▶ **Try it**
From the entries that follow, list every line in which the string "Responder" appears.

[Items from a dataset]
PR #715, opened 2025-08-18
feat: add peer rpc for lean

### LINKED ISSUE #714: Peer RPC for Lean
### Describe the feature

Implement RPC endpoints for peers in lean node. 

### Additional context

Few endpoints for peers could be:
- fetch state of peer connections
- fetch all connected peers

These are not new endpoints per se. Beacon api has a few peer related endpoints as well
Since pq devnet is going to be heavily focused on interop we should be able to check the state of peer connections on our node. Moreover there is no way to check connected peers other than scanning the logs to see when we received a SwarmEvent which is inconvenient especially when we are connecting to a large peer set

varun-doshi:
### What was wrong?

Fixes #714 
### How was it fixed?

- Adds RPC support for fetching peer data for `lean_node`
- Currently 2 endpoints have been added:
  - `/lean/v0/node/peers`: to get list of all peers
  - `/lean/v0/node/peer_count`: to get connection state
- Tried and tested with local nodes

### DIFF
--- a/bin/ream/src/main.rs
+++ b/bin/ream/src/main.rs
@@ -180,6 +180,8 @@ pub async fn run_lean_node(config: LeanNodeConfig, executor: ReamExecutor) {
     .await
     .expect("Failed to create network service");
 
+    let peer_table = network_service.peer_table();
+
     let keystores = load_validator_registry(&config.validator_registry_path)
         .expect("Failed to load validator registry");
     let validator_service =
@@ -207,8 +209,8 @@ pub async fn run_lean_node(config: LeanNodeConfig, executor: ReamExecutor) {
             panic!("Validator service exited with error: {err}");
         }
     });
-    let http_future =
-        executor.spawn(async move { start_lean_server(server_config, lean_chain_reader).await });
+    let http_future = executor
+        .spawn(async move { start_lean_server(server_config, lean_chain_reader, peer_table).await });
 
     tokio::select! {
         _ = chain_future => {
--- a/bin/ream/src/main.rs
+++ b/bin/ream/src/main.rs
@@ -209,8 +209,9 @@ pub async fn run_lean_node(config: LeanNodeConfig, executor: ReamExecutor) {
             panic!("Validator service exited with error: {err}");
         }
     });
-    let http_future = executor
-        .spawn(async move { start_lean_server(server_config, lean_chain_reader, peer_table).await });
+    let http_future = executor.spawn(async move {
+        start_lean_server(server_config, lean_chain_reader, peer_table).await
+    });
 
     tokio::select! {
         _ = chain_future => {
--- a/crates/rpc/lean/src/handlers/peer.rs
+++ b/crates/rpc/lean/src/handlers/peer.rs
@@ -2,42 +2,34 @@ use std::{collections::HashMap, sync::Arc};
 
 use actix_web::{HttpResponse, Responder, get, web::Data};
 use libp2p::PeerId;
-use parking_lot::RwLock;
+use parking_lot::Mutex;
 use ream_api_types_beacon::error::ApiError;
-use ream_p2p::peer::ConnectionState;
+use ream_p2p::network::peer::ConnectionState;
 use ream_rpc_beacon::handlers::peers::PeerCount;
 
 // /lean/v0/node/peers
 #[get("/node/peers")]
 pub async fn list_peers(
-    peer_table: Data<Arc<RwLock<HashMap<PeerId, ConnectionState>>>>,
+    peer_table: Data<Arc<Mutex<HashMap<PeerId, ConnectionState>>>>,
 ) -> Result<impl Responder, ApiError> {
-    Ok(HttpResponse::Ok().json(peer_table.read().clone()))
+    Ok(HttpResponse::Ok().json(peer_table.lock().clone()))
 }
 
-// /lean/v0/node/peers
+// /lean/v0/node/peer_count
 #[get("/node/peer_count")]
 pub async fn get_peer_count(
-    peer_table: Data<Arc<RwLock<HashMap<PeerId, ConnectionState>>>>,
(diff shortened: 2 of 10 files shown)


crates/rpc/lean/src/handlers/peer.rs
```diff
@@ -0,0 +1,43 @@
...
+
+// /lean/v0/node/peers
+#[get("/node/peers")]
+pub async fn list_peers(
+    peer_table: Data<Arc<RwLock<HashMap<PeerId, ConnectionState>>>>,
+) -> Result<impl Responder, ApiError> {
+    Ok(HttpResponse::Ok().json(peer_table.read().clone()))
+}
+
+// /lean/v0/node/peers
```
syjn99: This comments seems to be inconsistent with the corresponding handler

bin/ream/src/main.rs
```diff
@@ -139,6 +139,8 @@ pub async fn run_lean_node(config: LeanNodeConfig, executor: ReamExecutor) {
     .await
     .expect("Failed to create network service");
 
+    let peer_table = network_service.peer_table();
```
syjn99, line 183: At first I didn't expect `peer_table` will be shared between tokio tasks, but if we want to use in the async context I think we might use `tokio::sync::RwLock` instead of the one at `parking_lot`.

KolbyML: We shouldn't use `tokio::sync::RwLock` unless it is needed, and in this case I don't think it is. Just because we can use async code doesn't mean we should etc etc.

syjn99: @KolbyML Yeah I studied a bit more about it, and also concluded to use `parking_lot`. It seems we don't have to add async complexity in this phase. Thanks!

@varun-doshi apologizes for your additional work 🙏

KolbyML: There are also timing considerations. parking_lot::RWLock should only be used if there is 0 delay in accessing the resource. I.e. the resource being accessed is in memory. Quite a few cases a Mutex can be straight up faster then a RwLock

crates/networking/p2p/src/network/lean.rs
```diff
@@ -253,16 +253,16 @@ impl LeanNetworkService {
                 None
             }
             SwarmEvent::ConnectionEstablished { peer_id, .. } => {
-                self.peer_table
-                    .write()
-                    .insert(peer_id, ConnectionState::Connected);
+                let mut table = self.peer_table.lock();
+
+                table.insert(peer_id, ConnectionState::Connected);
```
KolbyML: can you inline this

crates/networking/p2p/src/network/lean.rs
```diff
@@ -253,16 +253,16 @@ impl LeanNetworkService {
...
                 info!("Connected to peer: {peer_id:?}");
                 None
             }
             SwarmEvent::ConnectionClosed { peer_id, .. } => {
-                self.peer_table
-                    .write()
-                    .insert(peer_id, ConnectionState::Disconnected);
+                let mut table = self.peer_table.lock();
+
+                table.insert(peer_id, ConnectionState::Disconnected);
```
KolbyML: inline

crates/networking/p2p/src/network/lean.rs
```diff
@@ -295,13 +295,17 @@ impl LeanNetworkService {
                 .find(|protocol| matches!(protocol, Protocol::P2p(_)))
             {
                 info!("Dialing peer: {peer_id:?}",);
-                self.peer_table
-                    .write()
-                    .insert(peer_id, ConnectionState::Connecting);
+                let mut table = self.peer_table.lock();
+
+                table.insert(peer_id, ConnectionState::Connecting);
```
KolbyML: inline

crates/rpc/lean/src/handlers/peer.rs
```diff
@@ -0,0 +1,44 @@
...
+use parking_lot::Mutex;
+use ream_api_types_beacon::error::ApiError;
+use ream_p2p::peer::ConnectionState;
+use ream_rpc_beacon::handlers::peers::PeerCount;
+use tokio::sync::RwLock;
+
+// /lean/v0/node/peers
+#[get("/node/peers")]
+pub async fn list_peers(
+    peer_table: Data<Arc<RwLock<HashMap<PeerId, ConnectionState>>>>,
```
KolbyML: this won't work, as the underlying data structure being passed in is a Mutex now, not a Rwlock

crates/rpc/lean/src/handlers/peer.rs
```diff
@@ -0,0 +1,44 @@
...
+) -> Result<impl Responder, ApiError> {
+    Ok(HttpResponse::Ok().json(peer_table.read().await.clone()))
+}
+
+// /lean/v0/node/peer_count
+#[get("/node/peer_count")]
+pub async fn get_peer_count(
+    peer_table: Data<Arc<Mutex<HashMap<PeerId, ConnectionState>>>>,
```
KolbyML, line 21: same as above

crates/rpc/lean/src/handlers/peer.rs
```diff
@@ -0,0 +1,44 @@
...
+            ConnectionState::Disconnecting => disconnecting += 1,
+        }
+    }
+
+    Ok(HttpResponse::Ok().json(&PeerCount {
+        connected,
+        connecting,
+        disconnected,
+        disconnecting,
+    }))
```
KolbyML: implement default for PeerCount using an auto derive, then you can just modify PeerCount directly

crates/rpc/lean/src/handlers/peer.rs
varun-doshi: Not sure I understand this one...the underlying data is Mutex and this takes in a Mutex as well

▶ **Response for this exercise**
 use actix_web::{HttpResponse, Responder, get, web::Data};
 ) -> Result<impl Responder, ApiError> {
+) -> Result<impl Responder, ApiError> {
+) -> Result<impl Responder, ApiError> {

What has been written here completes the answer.